DATA RECORDS:
PR #464, opened 2025-01-16
Increase value of sediment POC degradation constant

### LINKED ISSUE #461: Correct POC remineralization rate

JorgSchwinger:
This increases the default value of disso_poc quite substantially. A larger value for this constant leads to a number of improvements (higher PP, reduced deep sea oxygen biases). Even if this parameter will need fine-tuning, the new value has a much better order of magnitude.

closes #461

### DIFF
--- a/hamocc/mo_param_bgc.F90
+++ b/hamocc/mo_param_bgc.F90
@@ -483,7 +483,7 @@ module mo_param_bgc
   !
   real, protected :: sedict      = 1.e-9          ! m2/s Molecular diffusion coefficient
   real, protected :: silsat      = 0.001          ! kmol/m3 Silicate saturation concentration is 1 mol/m3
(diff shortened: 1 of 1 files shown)


jmaerz:
Hi @JorgSchwinger , just to be sure (and to document): the new value is for the default model (so not for the recently included T- and O2-dependent sediment remin #454), right?

jmaerz (approved):
Thanks for performing runs and for putting this in!

JorgSchwinger:
It is ok-ish for both, the T-dependent remineralization does not have such a huge impact (globally) as far as I have seen. As mentioned above, this is not yet fine-tuned, but the order of magnitude is now much better.

jmaerz:
Hi @JorgSchwinger , thanks for checking - yes, the value is generally closer to what I would expect (and to which I tuned the sediment thus far for the N-cycle).

TomasTorsvik (approved):

PR #466, opened 2025-01-17
add git fleximod support to .gitmodules

### LINKED ISSUE #465: git fleximod support for submodules in BLOM (?)
Hi @TomasTorsvik , @matsbn and @JorgSchwinger , 
I wonder, whether we need to update the `.gitmodules` file in BLOM to fully align to the new `git fleximod` used in NorESM2.5 for the checkout of CVMIX and M4AGO. Currently, the update seems to work (also with `git fleximod`), while my suspicion is that it is rather due to the regular `git submodule` command that `git fleximod` seems somehow to wrap. 

I am about to prepare a branch with the `git fleximod` entries in `.gitmodules`, trying to test the behavior of `git fleximod` in combination with `git submodule`. 

Hence maybe worth to wait a bit with the tag release...

jmaerz:
Hi @TomasTorsvik , @matsbn , @JorgSchwinger ,
This PR add full fleximod support for both, CVMIX and M4AGO submodules. 

**One thing to note:**
 `git fleximod` seems to first check the regular `git submodule update` command. If then a` fx...` (`git fleximod`) entry is found in the `.gitmodules` file, it supersedes the submodule version that is committed via a regular git command (if they are different from each other). Hence, one needs to take care, which command to run when, if the regular git committed change in the submodule is not identical to the tag/branch entry of `git fleximod` (the `fx...` entries). This can lead to divergent versions to be used, if not taken care of manually (I kind of miss a `git fleximod update-to-regular-git-submodule` command to not having to manually edit the `.gitmodules` file, when committing submodule changes...). 
I currently made the entries identical between `git fleximod` and the regular `git submodule`.

Closes #465

### DIFF
--- a/.gitmodules
+++ b/.gitmodules
@@ -1,6 +1,12 @@
 [submodule "CVMix-src"]
 	path = pkgs/CVMix-src
 	url = https://github.com/CVMix/CVMix-src
+	fxtag = v0.98-beta
+	fxrequired = AlwaysRequired
+        fxDONOTUSEurl = https://github.com/CVMix/CVMix-src
 [submodule "pkgs/M4AGO-sinking-scheme"]
 	path = pkgs/M4AGO-sinking-scheme
 	url = https://github.com/jmaerz/M4AGO-sinking-scheme
+	fxtag = v1.1.1
+	fxrequired = AlwaysRequired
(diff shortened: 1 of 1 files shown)


TomasTorsvik (approved):
@jmaerz - thanks for taking care of this!

PR #469, opened 2025-01-20
fix long_name attribute length for POC

jmaerz:
A very minor fix to properly write the POC long_name attribute to the restart file (previously, the 'n' of carbon was missing). I haven't checked, if it has some consequences to other variables, though. Just checked via single column setup, since I stumbled over it, when handling the restart file of iHAMOCC.


TomasTorsvik (approved):

JorgSchwinger (approved):
Thanks for fixing this

PR #471, opened 2025-01-24
Add Externals_BLOM.cfg file for use with NorESM2.3

### LINKED ISSUE #470: Update `config_compsets.xml` and `config_pes.xml` on release-1.6 branch?
There is a suggestions to port back relevant changes from the `v1.7` tag to the `release-1.6` branch, which is the current release branch for NorESM2.3. One such issue was #431.

I see that both `config_compsets.xml` and `config_pes.xml` files have evolved quite a lot between 1.6 and 1.7, so I wonder if there are parts of these files that should be ported.

TomasTorsvik:
This PR re-introduces the `Externals_BLOM.cfg` file, so that we can use the current `master` branch (currently `v1.7` tag and potentially the upcoming `v1.8` tag) in NorESM2.3.

See discussion in #470

### DIFF
--- a/Externals_BLOM.cfg
+++ b/Externals_BLOM.cfg
@@ -1,0 +1,16 @@
+[CVMix]
+tag = v0.98-beta
+protocol = git
+repo_url = https://github.com/CVMix/CVMix-src
+local_path = pkgs/CVMix-src
+required = True
+
+[M4AGO]
+tag = v1.1.1
+protocol = git
+repo_url = https://github.com/jmaerz/M4AGO-sinking-scheme
+local_path = pkgs/M4AGO-sinking-scheme
+required = True
+
+[externals_description]
+schema_version = 1.0.0


jmaerz (approved):
Thanks for converting back (and adjust for the most recent version)!

JorgSchwinger (approved):

gold2718 (approved):
Side question: If you had a choice, would you like to have a pure manage-externals like solution (i.e., externals file, does not use submodules to check out externals), git fleximod as it is today, or a hybrid tool that uses an externals file along with submodules?

jmaerz:
@gold2718 thanks for asking. I might be missing the point of `git fleximod`, but to my understanding, it doesn't do anything that the regular `git submodule` cannot handle - I currently feel as if `git fleximod` was written to be able to reference to model versions via written `git tags` in the `.gitmodule` file, while `git submodule` just refers to the checked-in sha number (of a particular tag) and it is not immediately obvious to the user, which tag (if any) is used - while I feel it is a weak motivation for `git fleximod` instead of the more common `git submodule`. The problem that I currently see with `git fleximod` is that it is not necessarily in sync with what `git submodule` has as information - and depending, which command you use, it can have different results. I haven't looked into `git fleximod` routines - how they are set up, etc. but I wish, it would at least provide some `git fleximod sync_with_submodule_information` and `git fleximod check_if_in_sync_with_submodules` functionality (in the future). 
Long story short: I wouldn't want to go back to manage_externals necessarily, but would consider to decrease the overhead even further and only use `git submodule` - but again, I might be missing something that is obvious to others.

gold2718:
> @gold2718 thanks for asking. I might be missing the point of `git fleximod`, but to my understanding, it doesn't do anything that the regular `git submodule` cannot handle - I currently feel as if `git fleximod` was written to be able to reference to model versions via written `git tags` in the `.gitmodule` file, . . .

@jmaerz, You are basically correct. The original motivation was the feeling at NCAR that manage_externals was too time consuming to maintain. manage_externals was written at a time when many externals were in subversion repositories and also when git submodules were not as mature as they are now. However, the community has a strong desire to have explicit documentation and control of the tags used in each external. `git fleximod` is an attempt to combine submodules with this documentation requirement. It seems to be okay with clean checkouts but seems to me that it is missing other functionality including correctly switching branches or tags as well as the items you mention.

Note that BLOM is free to use submodules without including `git fleximod`s `fx` keywords.

I have started a [discussion](https://github.com/NorESMhub/NorESM/discussions/630) on what features we need / want for our external checkout tool. I believe it includes the synchronization features you describe above.

PR #476, opened 2025-02-04
Initial version for iHAMOCC restart remapping

jmaerz:
Hi @TomasTorsvik , @JorgSchwinger ,

this draft PR encompasses the new structure for the BLOM `utils` that I proposed in #472 (also building on #83) and includes an iHAMOCC restart file remapping  `iHAMOCC_restart_remapping.py` that allows to remap iHAMOCC restart  files between

- different grids (hybrid versus isopycnic) 
- different number of pressure level layers (currently 53 in isopycnic versus 56 in hybrid)
- different grid resolutions (e.g. interpolation from lower to higher resolution, currently `tnx2`,`tnx1`,`tnx0.5`,`tnx0.25`) and
- supports the different unit systems (CGS versus MKS - needed to allow for remapping between old/new blom restart files)

and can perform an inventory adjustment, if needed. 

The default restart mapping currently first interpolates horizontally/along isopycnic layers and then performs a vertical interpolation to the center of the isopycnic layers. Only for the diagnostic water column variables, there is a vertical interpolation step carried out that performs some linear inter-/extrapolation for NaN-filling (which could also be applied in general to all water column variables, if it turns out to be needed - tbd). 

As far as I can see, it serves the current needs, while I still need/want to test it via using a remapped restart file in a run. 

**NOTE:** While the script is functional (and tested between different `tnx2` and `tnx1` grids), **it should be used with caution and newly produced restart files should be carefully checked**. 

The script could be further improved and cleaned/simplified - some notes in that respect:

- align dimensions and coordinates at the very beginning to avoid the current re-swapping of dim/coord-names
- currently, there are a number of hard-coded dimensions/coords - particularly in the vertical, which could be changed when aligning them in the beginning
- for the diagnostic variables `hi`,`co2star`,`satoxy` and `co3`, the used time step is still of concern - while I expect that it won't change the outcome dramatically irrespective of which one is used for remapping (can be set and tested via the yml-file)
- potentially perform the initial vertical interpolation step to fill NaN/missing values for all variables (not only the diagnostic ones)
- I still need to test the `tnx0.5` and `tnx0.25` support - are there a 0.5 and 0.25 degree BLOM runs somewhere, for which I can test the regridding?   

If you make use of it and it fails or crashes, please report back or make adjustments that can be pushed as well. Please also push improvements to the script in the future. 

I feel that it would be worth to have some common scripts under git control.


TomasTorsvik:
@jmaerz - thanks for providing the draft PR! I haven't  done any testing with `tnx0.5`, but I'm also not sure that it is needed for the initial code commit, as long as `tnx2` and `tnx1` are working.

jmaerz:
Hi @TomasTorsvik , as far as I tested, it works for the `tnx2` -> `tnx2` , `tnx2` -> `tnx1`  and also between isopycnic and hybrid, but since I am thus far not too knowledgeable wrt restart files and how they typically look (rarely looked into them), I might have missed certain particular cases, which is why I suggest to use the routine currently with a note of caution. There isn't much to add for `tnx0.5` (while I see that it's not yet available on nird - maybe, for simplicity, we could copy the gridfile there as well for such testing, regridding and diagnostic purposes?! - which would make adjusting the routine easier). If wished, I can also add `tnx0.125` support - expecting a 'cascadal' use from coarse to higher to high resolution iHAMOCC restart remapping after some years of running in-between.

jmaerz:
Hi @TomasTorsvik , I now copied `tnx0.5` to nird and added support for `tnx0.5` and `tnx0.25` - for `tnx0.125` full clarity is missing, which version is supposed to be used (`namelist_definition_blom.xml` refers to: `grid_tnx0.125v4_20221013.nc`, but I don't know, if that's the right/intended one, since there are lingering - likely older- other versions available). If needed, I would copy that to nird as well and would update the info in the remapping routine.

TomasTorsvik:
Hi @jmaerz , I checked CICE for `noresm2_3_alpha01`, grep for `tnx0.125`, I find
```
components/cice/cime_config/namelist_definition_cice.xml:      <value hgrid="tnx0.125v4">$DIN_LOC_ROOT/ocn/blom/grid/horiz_grid_tnx0.125v4_20200722.ieeer8</value>                                                                      
components/cice/cime_config/namelist_definition_cice.xml:      <value hgrid="tnx0.125v4">$DIN_LOC_ROOT/ocn/blom/grid/topography_tnx0.125v4_20200722.ieeei4</value>
```
So at least for the NorESM coupled system the 20200722 variant seems to be the one to use.

jmaerz:
Mh, ok, this looks like different variants are used for different purposes... - having also different y-dimensions. Maybe @matsbn  or @AleksiNummelin can comment (and potentially clean up)?

jmaerz:
I now added support for both grid versions... - since they are easily distinguishable through different grid dimensions.

JorgSchwinger (approved):
I have not looked at the details, but I think it is fine to include this

jmaerz:
I performed a run, where I was remapping an isopycnic, relatively well adjusted `tnx2` to an isopycnic `tnx1` iHAMOCC restart file. From visual inspection of trends, it looks as if after ten years, the `tnx1` run is not trend free, but in many variables, it seems to stabilize - even in the deeper ocean (meaning here 2000m). Most sensible seem to be O2, which can be expected to be susceptible to resolution effects. In summary, applying and investigating the remapping strategy further might be worth the effort. I merge this now, while there are certainly improvements to the routine possible (see the header of this PR for possible pathways). 

As written, please use with caution. A good initial check of the generated restart file is `cdo infov my_new_restart_file | grep nan` which shouldn't show anything. Other than that a visual inspection comparing the new and base/coarse restart file.

PR #480, opened 2025-02-05
Filtering of squared buoyancy frequency and Richardson number

matsbn:
Filtering of squared buoyancy frequency and Richardson number has been added to reduced noise in vertical diffusivity when using KPP. Along with the filtering, the critical gradient Richardson number for shear driven vertical mixing has also been adjusted.

This modification has been quite extensively tested in OMIP2 simulations and was also used in the simulation https://github.com/NorESMhub/noresm3_dev_simulations/issues/68 based on the noresm2_5_alpha08d tag. There is no change with isopycnic vertical coordinate.

### DIFF
--- a/phy/mod_difest.F90
+++ b/phy/mod_difest.F90
@@ -1,5 +1,5 @@
 ! ------------------------------------------------------------------------------
-! Copyright (C) 2009-2024 Mats Bentsen, Mehmet Ilicak, Aleksi Nummelin,
+! Copyright (C) 2009-2025 Mats Bentsen, Mehmet Ilicak, Aleksi Nummelin,
 !                         Mariana Vertenstein
 !
 ! This file is part of BLOM.
--- a/phy/mod_difest.F90
+++ b/phy/mod_difest.F90
@@ -1118,13 +1118,11 @@ contains
           rig_i(kk+1) = rig_i(kk)
           bvfsq_i(kk+1) = bvfsq_i(kk)
 
-          do n_iter = 1, 1 !n_smooth_ri
-            rig_i_prev(:) = rig_i(:)
-            bvfsq_i_prev(:) = bvfsq_i(:)
-            do k = 2, kk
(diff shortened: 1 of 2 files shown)


phy/mod_difest.F90
```diff
@@ -1088,7 +1116,17 @@ subroutine difest_vertical_hyb(m,n,mm,nn,k1m,k1n)
 
           ! bottom values for the Ri and N
           rig_i(kk+1) = rig_i(kk)
-          bvf_i(kk+1) = sqrt( max( bfsqi(i,j,kk+1), 0.) )
+          bvfsq_i(kk+1) = bvfsq_i(kk)
+
+          do n_iter = 1, 1 !n_smooth_ri
```
TomasTorsvik: If I understand correctly, this loop will smooth  `rig_i` and `bvfsq_i` N times (default N=1).
I would prefer either (1) to define the loop as `do niter = 1, n_smooth_ri` , and then define the `n_smooth_ri` parameter somewhere above, or (2) remove the loop if it will not be used.

phy/mod_difest.F90
```diff
@@ -1250,6 +1288,15 @@ subroutine difest_vertical_hyb(m,n,mm,nn,k1m,k1n)
           rig_i(kk+1) = rig_i(kk)
           bvfsq_i(kk+1) = bfsqi(i,j,kk+1)
 
+          do n_iter = 1, 1 !n_smooth_ri
```
TomasTorsvik: Same comment as above.

TomasTorsvik (approved):
Looks fine to me, just one thing I suggest to change (see separate comment).

phy/mod_difest.F90
matsbn: Thanks, for seeing this @TomasTorsvik. I have pushed a commit to remove these unnecessary loops.

milicak (approved):

PR #483, opened 2025-02-06
Update buildlib for M4AGO, ecosys dependency

### LINKED ISSUE #482: NOINY.T62_tn14 test fail due to mo_ihamocc4m4ago
Source code: `noresm2_3_alpha02`
BLOM tag: `v1.6.8`
Test: ERP_Ld3_P256.T62_tn14.NOINY.betzy_intel

This test fails at build stage with error
```
/cluster/projects/nn9560k/tomast/NorESM/src/noresm2_3_alpha02/components/blom/pkgs/M4AGO-sinking-scheme/src/mo_ihamocc4m4ago.f90(72): error #7002: Error in opening the compiled module file.  Check INCLUDE paths.   [MO_VGRID]
  use mo_vgrid,         only: dp_min
```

YOUR INSTRUCTIONS: From the listing above, copy every line that includes the word "runs".

YOUR SOLUTION:
Thanks for performing runs and for putting this in!
- I still need to test the `tnx0.5` and `tnx0.25` support - are there a 0.5 and 0.25 degree BLOM runs somewhere, for which I can test the regridding?   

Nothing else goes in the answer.